こうされたらこうしよう、こうなったらああしよう。そう考えていた物が全部吹き飛んじゃう。
「グラッド……行っちゃうんでしょ?」
「……ダスカから訊いたのか」
すぐに何のことか察したんだろう。
ごめん。と、彼は謝った。
「お兄様じゃないわ。ワタシがあの場にいた人から聞いたの」
「そうか。遅かれ早かれだけど……直接伝えようとしてたんだけどな」
「いつ行くの?」
「……数日ぐらいかな。それ以上居続けると、出発しづらくなる」
「ねぇ……ずっとここに居よう? ココにいれば、いつも一緒にいれるの。ワタシだけじゃなくてお兄様とだって。いつでも遊べるし、手合わせできるし、お出かけだって……」
「……うん」
「城の皆だって歓迎するわ。まだグラッドに紹介できてない人もたくさんいるの。みんなグラッドを知ってるのよ? すごい人間だって。強くて優しい、この土地に住む吸血鬼の恩人だって」
「……嬉しいな」
「それから、それから……」
「…………」
「なによりも、ワタシが大好きなの。グラッドの傍にいたいの」
弾けた感情が一気に止まらない。
ただ、伝えたい気持ちだけが洪水のように押し寄せていく。
「恋人になってイチャイチャしたい。
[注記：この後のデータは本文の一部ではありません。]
PR #326, opened 2017-09-06
Simplify counters

jacg:
This is an issue which should eventually be upgraded to a PR. As GitHub has removed the ability to turn issues into PRs, I am starting it as a PR, even before any code has been written.

Elsewhere, @jjgomezcadenas says

> As for the counter class, the idea was to have a generic counter and that was the best I could come up with. I am sure that the master can come with much prettier implementations, but old dog does not learn new tricks... (or it takes it a long wile).

As far as I can tell, it's just a namespace, which carries around a bunch of things which happen to be counters.

It has one useful feature: the ability to increment a whole bunch of counters in one go.

It has a lot of demerits, mostly to do with unnecessarily complicating things and introducing a new syntax for doing stuff that is simply done in standard Python. Which of the following 2 lines do you prefer?

    self.cnt.increment_counter('name')  # Counter
    self.cnt.name += 1                  # Normal way

How about implementing it as a subclass of `Namespace`, whith an added method for incrementing multiple counters. Though I'm not sure that it's worth it, over a plain namespace.

### DIFF
--- a/invisible_cities/cities/base_cities.py
+++ b/invisible_cities/cities/base_cities.py
@@ -75,7 +75,7 @@ from .. sierpe                  import blr
 from .. sierpe                  import fee as FE
 
 from .. types.ic_types          import minmax
-from .. types.ic_types          import Counter
+from .. types.ic_types          import Counters
 from .. types.ic_types          import NN
 from .. types.ic_types          import xy
 
@@ -111,8 +111,8 @@ class City:
         4. provides access to the data base.
         """
 
-        self.cnt = Counter()
-        self.cnt.init_counter('n_events_for_range')
+        self.cnt = Counters(n_events_for_range = 0)
+
         conf = Namespace(**kwds)
         self.conf = conf
 
@@ -177,7 +177,7 @@ class City:
         self.run()
         t1 = time()
         dt = t1 - t0
-        n_events = self.cnt.counter_value('n_events_tot')
+        n_events = self.cnt.n_events_tot
         print("run {} evts in {} s, time/event = {}".format(n_events,
                                                             dt,
                                                             dt / n_events))
@@ -276,8 +276,8 @@ class City:
                   .format(evt, n_events_tot))
 
     def event_range_step(self):
-        N = self.cnt.counter_value('n_events_for_range')
-        self.cnt.increment_counter('n_events_for_range')
+        N = self.cnt.n_events_for_range
+        self.cnt.n_events_for_range += 1
 
         if isinstance(self.last_event, int) and N >= self.last_event:
             # TODO: this side-effect should not be here
@@ -289,7 +289,7 @@ class City:
             return EventLoop.skip_this_event
 
     def event_range_finished(self):
-        N = self.cnt.counter_value('n_events_for_range')
+        N = self.cnt.n_events_for_range
         return isinstance(self.last_event, int) and N >= self.last_event
 
 
@@ -708,7 +708,7 @@ class KrCity(PCity):
                     c = clusters[0]
                 else:
                     cQ = [c.Q for c in clusters]
-                    self.cnt.increment_counter('n_events_more_than_1_cluster')
+                    self.cnt.n_events_more_than_1_cluster += 1
                     print('found case with more than one cluster')
                     print('clusters charge = {}'.format(cQ))
 
--- a/invisible_cities/cities/diomira.py
+++ b/invisible_cities/cities/diomira.py
@@ -57,8 +57,8 @@ class Diomira(MonteCarloCity):
         super().__init__(**kwds)
         conf = self.conf
 
-        self.cnt.set_name('diomira')
-        self.cnt.init_counters(('n_events_tot', 'nevt_out'))
+        self.cnt.init(n_events_tot = 0,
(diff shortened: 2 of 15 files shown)


jjgomezcadenas:
Clearly the implementation using a namespace is better. 

NN is used (instead of nan) because is hard to write and readback nans in pytables (or at least I had issues with this).

jacg:
> hard to write and readback nans in pytables (or at least I had issues with this).

How about `float('-inf')`?

Is its purpose just to be stored, or will it ever be ordered WRT any other numbers? (You realize, if you say, 'no, never!' then it's almost guaranteed that next month someone will write some code that uses it in an order :-)

jjgomezcadenas:
as usual, the master solution shames that of oldDog. 
I take that we can simply write NN = float('-inf') and keep NN notation (is already in a number of places).

NN is always used when we cannot compute a number, e.g, when we cannot find a value for a hit, but we still want to fill the hit. I believe we won't ever order WRT other numbers (and also I agree with you that somebody will come up tomorrow with some code trying to order it, but to the best of my knowledge this is just let me write/read, keep track of NNs...)

jacg:
> I take that we can simply write `NN = float('-inf')` and keep NN notation

Probably.

Have you checked whether pytables is happy with `float('-inf')`?

Do I have your approval to merge the change to master without messing around with PRs, if it passes our existing test suite?

jjgomezcadenas:
Not sure if pytables is happy with float(-inf') need to check, and need a test to ensure this.

jjgomezcadenas:
@gonzaponte, @abotas  this needs review, and in turn, we need to check that we can write and read
float('-inf') from/to pytables (e.g., we need a test). Can you guys handle it? I am afraid that I will be quite useless for development for the next few days (maybe weeks).

jacg:
>  this needs review

This doesn't need review, as there's nothing here yet!

jacg:
> I am afraid that I will be quite useless for development for the next few days (maybe weeks).

Around tomorrow midday I'm mostly offline for at least 3 weeks (with some availability in the middle week).

jjgomezcadenas:
Sorry. What I meant was that we need to check if float('-inf') works well with pytables. I also thought @jacg was going to implement the change from class to namespace. 

To summarize, I can try to do a few things:

1) Change to namespace.
2) Implement the change of NN if pytables happy.
3) abstract common code in Penthesilea/Dorothea.
4) formalize better the use of counters across the cities.

All this can be carried out in this PR. Agree?

jacg:
> 1. Change to namespace.
> 2. Implement the change of NN if pytables happy.
> 3. abstract common code in Penthesilea/Dorothea.
> 4. formalize better the use of counters across the cities.
>
> All this can be carried out in this PR. Agree?

The `NN` issue has nothing to do with the counters. (I just put the comment there, because `NN` was in my face as I made the dummy commit.) Not sure what no. 3 is doing here.

I can have a go at no. 1, including propagating the consequences to the rest of the code. Can't guarantee that I'll finish it before going offline.

No. 2 should be a separate PR. I'll won't go anywhere near it, because others are better placed to check what pytables thinks of it.

No. 4 sounds like it needs some calm and careful thought, and I am (we are?) in panic mode at the moment.

jacg:
Oh, this work also needs to be done on top of #324.

jacg:
> Oh, this work also needs to be done on top of #324.

And if I could start directly on top of #333, that would be very helpful. So that's what I will do.

jacg:
This is ready for a first look.

I have dropped the ability to name the counter namespace. It didn't seem to be very useful: the name only ever appeared on stdout when running a city, and the counter's name always matched the city name.

The only differences between the subclass and the original `Namespace` are

+ It's called `Counters` rather than `Namespace` and that name appears when it is printed out.
+ A `set` method allows setting a bunch of values at once. This saves repeating `self.cnt` at the cost of adding a `.set` and a bunch of commas.
+ An `init` method, which is just like `set` but checks that the names being set are new additions to the namespace, rather than overwriting an existing value.

I am not convinced that what `Counters` gives us is worth it: we could just use plain old `Namespace` instead.

Because the implementation is utterly trivial, and I'm not sure that it's worth keeping, I have not written any tests. That is left as an exercise for anyone who cares.

jjgomezcadenas:
I am getting confused.

This PR is getting huge and you are disappearing soon. Are we reviewing/approving this any time soon? There are substantial changes and a lot of data production is gonna happen in the next month. We need to decide if we move this into main now or wait...

jacg:
> This PR is getting huge

It's big, but that's because it's tedious and touches a lot of different places. But it's not complicated.

Perhaps you are looking at the 400 commits that are listed here, and are forgetting that most of those do not belong to this PR, but to #333 and #324 on which it is based.

#324 is the most complicated of the lot, has the biggest impact, and is the most important. And there are 3 other PRs based on it!

> Are we reviewing/approving this any time soon? 

I suggest you hurry up and review #324.

jacg:
Please review this.

jjgomezcadenas (approved):
As extensively discussed, subclassing Namespace is a more elegant and concise way of producing counters than the original Counter class.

結婚したら子供も生まれるのかしら。グラッドとワタシの子供なら、きっと可愛くて強くなるんじゃないかしら」
「…………」
「けっこう身体にも自信があるのよ。胸はロベリーに負けるけど……全体のバランスなら勝ってるわ」
「……」
「グラッドの好きにしていいのよ。その上で絶対飽きさせなんてしないし、離れたりもしない。永遠に愛し続けるって誓える。なんだったら、城中に大きな声で言いまわっても――」
「ルビィ」
名前が呼ばれる。
グラッドに名前を呼んでもらえるのは好き。それだけで嬉しい。
ずるいよ。ギュッてされたら、何も言えなくなっちゃう。
「頼むから泣かないでくれ」
「……ぐすっ、泣いてないわぁ」
「そのままでいられると、どうしたらいいかわからなくなる」
「……押し倒せば?」
「……それがどういう意味かわかってるか?」
「知ってるもん。ロベリーが教えてくれたから」
「なるほど。つまり、その格好も含めて吹きこんだのはアイツか」
「望んだのはワタシだから、ロベリーは悪くないわ」
「それにしたってその格好は目のやり場がだなぁ……。とりあえず一回着替えてこないか?」
「着替えたらココに残ってくれる?」
「そのつもりはないってわけか……」
また困らせてしまったけど、ここで引けないわ。
思いつく限りの手を使って引きとめてみせるんだから。
「グラッドはワタシのこと嫌い? 嫌いだからココに居たくないの?」
「そういうわけじゃないぞ」
「じゃあなんで? なんで行こうとするの?」
「……」
「旅は大変な事が多いわ。お兄様としたことあるからわかるの。人間は……基本的にワタシ達のような存在を受け入れないわ」
種族が違うから。
得体がしれないから。
怖いから。
そんな理由で、ひどい目に遭ったのは一度や二度じゃない。
その考えを変えるためにお兄様は活動している。この土地の吸血鬼と人間がそれなりに友好的になれたのがその成果。
でもそれは、この辺りだけの話。
少し遠くに離れれば、たちまち以前のまま。
グラッドが旅をするのはそういうところ。
「ココは安全なの。決してグラッドに辛い想いはさせないはずよ」
「……そうかもな」
「でしょ!? だから――」
「でもな、ココに残ったら……呪いは解けない」
「っ! そうかもしれないけどッ、そもそも呪いが解ける方法があるかだって!!」
あっ、とワタシは口をつぐんだ。
その言葉は、誰かが軽々しく口にしてはならないって知ってたはずなのに……。
「ごめんなさい……」
「ルビィは間違ってないさ。むしろそう考えるのが普通だろうし、オレ自身そう思うことだってある」
「だったら……」
「それでも探すんだ。オレがそうしようと決めたんだ」
ハッキリと彼は告げた。
どうあっても変わらない意志の強さが、そこにあった。